ONTOGENESE - motorische Entwicklung des Menschen von Eizelle bis Tod.

  • mittleres Erwachsenenalter 30.-50. Lj: Sparsamkeit, Kräfte einteilen, bei Nichttrainierten ausgeprägte motorische Leistungsminderung
  • spätes Erwachsenenalter 50.-60/70. Lj: Rückentwicklung, Involution, Funktionstüchtigkeit löst sich auf
  • Greisenalter ab 60./70. Lj: Spaziergänge – Ausdauerleistungsfähigkeit kann durch Streckensteigerung verbessert werden.

Die Frage stellt sich: Wer ist alt?

Heterogenität und Multidimensionalität des Alters.

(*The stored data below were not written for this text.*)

PR #3349, opened 2026-07-03
feat(people): access tab on member details, per connected integration

tofikwest:
## What

Adds an **Access** section to the member detail page: for every connected integration whose check is bound to the **Employee Access** evidence task, shows what this person can access — role, account status, and the raw evidence record — matched deterministically by email.

- `GET /v1/people/:id/access` (`PeopleAccessService`) — consumer of the universal `CheckResultsService`.
- `EmployeeAccess` card on the member page with per-integration rows, expandable to field lists + raw record.
- Four source states: **Access found**, **No match for this member**, **No per-person data** (the vendor API has no roster), **Check not run yet**.

## How matching works

Person-scoped checks emit one result row per person (`resourceType: 'user'`, `resourceId` = lowercased email) — the standard shape all employee-access checks now follow. A member's access is exactly the rows whose resourceId equals their email. No evidence parsing, no heuristics.

> History: an earlier revision of this PR included an `EvidenceExtractionService` (deterministic shape ladder + AI fallback) to cope with inconsistent check outputs. The checks themselves have since been normalized to the per-person standard, so that layer was removed — the current diff is the simple deterministic read.

## Tests

- `people-access.service.spec` — email matching, entry building, all four source states, unconnected-source skip, no-email member.
- `EmployeeAccess.test.tsx` — list rendering, state badges, expansion with fields + raw record, empty state.
- API: people module 89 tests pass. App: 4/4 pass. Typecheck: no new errors (the 8 pre-existing spec-file offenders on main are unchanged).

https://claude.ai/code/session_013WLGUUjG6uLd6xvNhUpge1


tofikwest:
Triage of the 4 findings:

- **MATCH_BADGE fallback** — real; fixed. Unknown `matchType` values now fall back to the neutral 'Check not run yet' badge instead of crashing (`?? MATCH_BADGE['no-data']`), with a test covering an unrecognized value.
- **`key={i}` on entries** — real; fixed. Entries now use a content-derived key (summary + fields), so the uncontrolled `<details>` open state follows the entry through reorders.
- **`evidenceMentionsEmail` substring matching** and **`parts.join` cost** — obsolete: `evidence-extraction.service.ts` was removed entirely in the latest revision (matching is now a plain equality filter on `resourceType: 'user'` rows).

tofikwest:
@cubic-dev-ai  review it

tofikwest:
Fixed with the cleaner variant of your first suggestion: rather than growing the composite key (serializing `entry.raw` on every render), the API now returns a stable unique `id` per entry (`runId + row position`), and the row key is `entry.id`. Unique by construction — no collision surface left. Tests updated on both sides.

tofikwest:
Fixed properly this time — took your "expose a true database row id" option: `CheckResultRow` now carries `resultId` (the `IntegrationCheckResult` DB id), and the entry id is that value directly. Unique and stable by construction, no positional or content derivation at all. Also added a deterministic `orderBy` to the run-results query — you were right that without one Postgres doesn't guarantee row order between fetches of the same run. Note the composite suggested as an alternative (runId+resourceId+title+collectedAt) could still collide for one member's rows within a run, which is why the DB id was the right call.

tofikwest:
@cubic-dev-ai review it

PR #3355, opened 2026-07-06
fix(trust-portal): derive public vendor badges from cert data (CS-688)

tofikwest:
## Problem
CS-688 was marked Done via #3315/#3318 but the customer reopened it: Scaleway on the public Trust Centre (`trust.inc/capawesome`) still shows **only GDPR**, while the admin Vendors tab lists ISO/IEC 27001:2022, HDS and GDPR as verified.

## Root cause — the fix landed on the wrong code path
There are two separate paths, and #3315/#3318 only fixed the admin one:

- **Admin** (`trust-portal.service.ts::getAllVendorsWithSync`) — its mapper was corrected and it *self-heals* the stored `Vendor.complianceBadges` on read. But that only runs when an admin opens the Vendors page.
- **Public / visitor** (`trust-access.service.ts::getPublicVendors`) — serves the **stored** `complianceBadges` verbatim and only re-derives when it's *empty*. Scaleway's stored value is a stale `[gdpr]`, so it's served as-is. Its fallback mapper (`extractBadgesFromRiskData`) was also the old brittle exact-match that never recognized `"ISO/IEC 27001:2022"`.

Net: the public portal reads different code than the admin, depends on an admin action that never happened, and can't self-correct. (Also confirmed the visitor fetch is `cache: 'no-store'`, so no caching was hiding a fix, and the admin "Vendors tab" reads the *same* `riskAssessmentData.certifications`, so the corrected mapper will map it.)

## Fix — one mapper, public path derives live
- New **`cert-badge-mapper.ts`** — single source of truth for cert-name → badge-type, moved verbatim from the tested admin mapper (incl. the bounded `matchesIsoStandard` that handles the `IEC` infix and `:2022` suffix while rejecting 2701x/unrelated digits).
- **`getPublicVendors`** now derives badges from `riskAssessmentData` with that shared mapper and treats them as **authoritative when present** — mirroring the admin sync — falling back to stored badges only when there's nothing to derive. So the two surfaces can no longer disagree.
- **`trust-portal.service.ts`** (admin) now imports the shared mapper instead of its own private copies.

**No data backfill required:** the public path corrects stale stored badges on the fly, so Scaleway shows ISO 27001 as soon as this deploys — no script, no admin action.

## Safety / scope
- Behavior mirrors the already-in-production admin logic, just applied to the read path; all 7 existing admin regression tests stay green through the shared mapper.
- Unrecognized certs (e.g. HDS) are dropped consistently with the admin tab — HDS badge support was explicitly out of scope in #3315 and stays out here.
- The scan-time writers (`vendor-risk-assessment-task.ts`, `trust-portal-deep-scrape-merge.ts`) still have their own mappers, but the public path no longer depends on what they persist. Consolidating those is a sensible follow-up, not needed for this fix.

## Testing
- `cert-badge-mapper.spec.ts` — unit tests: ISO/IEC 27001:2022 → iso27001, 27017/27018 and unrelated-digit guards, verified-only, dedupe, malformed input.
- `trust-access.service.spec.ts` — new `getPublicVendors` regression: a stale `[gdpr]` stored set + cert data with ISO/IEC 27001:2022 now yields **iso27001 + gdpr**; plus a no-cert-data case that keeps stored badges.
- `npx jest src/trust-portal` → 31 passing. Typecheck clean for changed files (repo `main` has unrelated pre-existing typecheck errors).

Fixes CS-688

---
## Summary by cubic
Fixes CS-688 by making the public Trust Centre derive vendor badges from verified certification data, aligning with the admin view and correcting stale displays (e.g., Scaleway). Adds shared mapping with ISO 27001 and spelled‑out PCI DSS support.

- **Bug Fixes**
  - Added `cert-badge-mapper.ts` as a shared source for cert-name → badge-type (handles ISO/IEC 27001:2022 and maps spelled‑out “Payment Card Industry Data Security Standard” to `pci_dss`); removed duplicate mappers and dead, separator-specific branches after normalization.
  - `getPublicVendors` now prefers badges derived from `riskAssessmentData` and falls back to stored badges only when none are derivable, preventing admin/public mismatches.
  - Admin sync now imports the shared mapper; tests cover the mapper (ISO boundaries, PCI spelled‑out) and a `getPublicVendors` regression; no data backfill required.

<sup>Written for commit 839d4abe0af13837bcd7be930e78f0ff83b2a633. Summary will update on new commits.</sup>

<a href="https://cubic.dev/pr/trycompai/comp/pull/3355?utm_source=github" target="_blank" rel="noopener noreferrer" data-no-image-dialog="true"><picture><source media="(prefers-color-scheme: dark)" srcset="https://www.cubic.dev/buttons/review-in-cubic-dark.svg"><source media="(prefers-color-scheme: light)" srcset="https://www.cubic.dev/buttons/review-in-cubic-light.svg">Review in cubic</picture></a>

### DIFF
--- a/apps/api/src/trust-portal/cert-badge-mapper.spec.ts
+++ b/apps/api/src/trust-portal/cert-badge-mapper.spec.ts
@@ -20,6 +20,14 @@ describe('mapCertificationToBadgeType', () => {
     expect(mapCertificationToBadgeType('NEN 7510')).toBe('nen7510');
   });
 
+  // The fully spelled-out PCI name must map too — the scan-time mappers already
+  // recognize it, so the shared display mapper must not drop it.
+  it('maps the spelled-out "Payment Card Industry Data Security Standard"', () => {
+    expect(
+      mapCertificationToBadgeType('Payment Card Industry Data Security Standard'),
+    ).toBe('pci_dss');
+  });
+
   // The digits alone must not classify an unrelated identifier.
   it('does not misclassify ids that merely contain the standard digits', () => {
     expect(mapCertificationToBadgeType('Catalog 19001')).toBeNull();
--- a/apps/api/src/trust-portal/cert-badge-mapper.spec.ts
+++ b/apps/api/src/trust-portal/cert-badge-mapper.spec.ts
@@ -1,0 +1,85 @@
+import {
+  extractComplianceBadges,
+  mapCertificationToBadgeType,
+} from './cert-badge-mapper';
+
+describe('mapCertificationToBadgeType', () => {
+  // CS-688: the "IEC" infix and ":2022" suffix must not stop ISO 27001 from
+  // being recognized.
+  it('maps "ISO/IEC 27001:2022" to iso27001', () => {
+    expect(mapCertificationToBadgeType('ISO/IEC 27001:2022')).toBe('iso27001');
+  });
+
+  it('maps common certifications to their canonical badge types', () => {
+    expect(mapCertificationToBadgeType('SOC 2 Type II')).toBe('soc2');
+    expect(mapCertificationToBadgeType('ISO 9001:2015')).toBe('iso9001');
+    expect(mapCertificationToBadgeType('ISO/IEC 42001:2023')).toBe('iso42001');
+    expect(mapCertificationToBadgeType('GDPR Compliance')).toBe('gdpr');
+    expect(mapCertificationToBadgeType('HIPAA')).toBe('hipaa');
+    expect(mapCertificationToBadgeType('PCI DSS')).toBe('pci_dss');
+    expect(mapCertificationToBadgeType('NEN 7510')).toBe('nen7510');
+  });
+
+  // The digits alone must not classify an unrelated identifier.
+  it('does not misclassify ids that merely contain the standard digits', () => {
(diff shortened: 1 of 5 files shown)


tofikwest:
Addressed both cubic findings in 839d4abe0:

- **P2 (PCI DSS formal name):** Valid gap. The `paymentcard` match never existed in the display mappers, but it *does* in the scan-time mappers (`vendor-risk-assessment-task.ts`, `trust-portal-deep-scrape-merge.ts`). Since the public path now derives badges authoritatively, a cert named "Payment Card Industry Data Security Standard" would have been dropped even though the scan writer recognizes it. Added `normalized.includes('paymentcard')` to the shared mapper (pci_dss is an existing badge type, so no new UI type introduced) + a unit test.
- **P3 (dead branches):** Correct — after `replace(/[^a-z0-9]/g,'')` strips spaces/underscores, `'soc 2'`/`'pci dss'`/`'pci_dss'`/`'nen 7510'` were unreachable (inherited verbatim from the old admin mapper). Removed them and documented the normalization.

32 tests passing; typecheck clean for changed files.

tofikwest:
@cubic-dev-ai review it

PR #3358, opened 2026-07-06
fix(policies): keep PDF headings with their section (CS-704)

tofikwest:
## What & why

Fixes **CS-704** — policy PDF exports split sections across pages: a section heading landed at the bottom of a page while its body flowed to the next page (orphaned heading). Reported for both single-policy and full-pack exports.

**Root cause:** both PDF generators computed the heading page-break wrong. They only guaranteed the heading (or a fixed slab) fit before rendering it — never the heading **plus the first lines of its section** — so a heading could render on the last usable line of a page and its body would break to the next page.

## Fix

Before rendering a heading, reserve room for the heading **plus the first few lines of the following section** (`HEADING_KEEP_WITH_LINES = 3`). If it doesn't fit, the whole heading is pushed to the next page. The reserve is tuned to each generator's real cursor advancement:

- **App** (`apps/app/src/lib/pdf-generator.ts`) — powers the **single-policy in-app export** (the fallback used whenever a policy has no manually-uploaded PDF). Per-line body checks use `lineHeight`, so the reserve is `headingHeight + spacingAfter + keepWithLines·lineHeight`.
- **API** (`apps/api/src/trust-portal/policy-pdf-renderer.service.ts`) — powers the **full policy-pack export** (in-app **and** the Trust Portal) via `renderPoliciesPdfBuffer`. Its `checkPageBreak` uses a 20mm (`DEFAULT_BREAK_SPACE`) look-ahead per body line, so the reserve adds one such look-ahead.

These two files carry explicit "keep in sync" markers, so both were updated together.

Additional correctness improvements:
- The reserve only applies when content actually follows the heading, so a **trailing heading** (last node) isn't bumped to a lonely page.
- Heading lines now render **without** per-line page-break checks (the up-front check already guarantees they fit), so a multi-line heading can no longer be **split** across pages.

Out of scope: the ticket's soft "Consider basic orphan/widow control" bullet. The reported, reproducible defect is stranded headings; aggressive block-level widow control would repaginate every existing policy and risks new layout regressions, so it's intentionally deferred.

Menschen sind je nach Blickwinkel in unterschiedliche Alterskategorien einzuordnen (entwicklungspsychologisch, individuell, sozialpädagogisch)

Negativ getönte Stereotypen: Nachlassen der geistigen und körperlichen Leistungsfähigkeit, Ende der Sexualität, Kräfteabbau, Gebrechlichkeit, Krankheit, Starrsinn, Vergeßlichkeit, Sich- Abfinden- Müssen, Passivität und Schonung

Anatomisch- Physiologische Anpassungen/ Adaptationen eines Trainings:

  • Hypertrophie = Dickenwachstum durch Überschreiten der bestimmten Spannungsschwelle
  • Neuromuskulär: Intramuskuläre Koordination steigt, d.h. in den ersten 4-6 Wochen sind mehr motorische Einheiten gleichzeitig ansprechbar; Intermuskuläre Koordination steigt, d.h. die Reizschwelle sinkt, die Nervenzellen sind empfindlicher, reagieren früher, die Reizleitungsgeschwindigkeit steigt
  • Kapillarisierung, d.h. Kapillarneubildung und eine bessere Versorgung der Muskulatur
  • Passiver Bewegungsapparat durch Zug- und Druckbelastungen
    • Knochen: Dickenwachstum an der Diaphyse
    • Hyaliner Knorpel nimmt zu und ebenfalls die Gelenkschmiere
    • Kapsel-, Band- und Sehnenapparat erhält zusätzliche Einlagerung von Kollagenfasern und wird dadurch strapazierfähiger
    • Kapsel-, Band- und Sehnenapparat erhält zusätzliche Einlagerung von Kollagenfasern und wird dadurch strapazierfähiger
      = Eine verbesserte Kraftsituation kann auch zur Reduzierung der kardialen Überlastungsgefahr im Alltag beitragen!!!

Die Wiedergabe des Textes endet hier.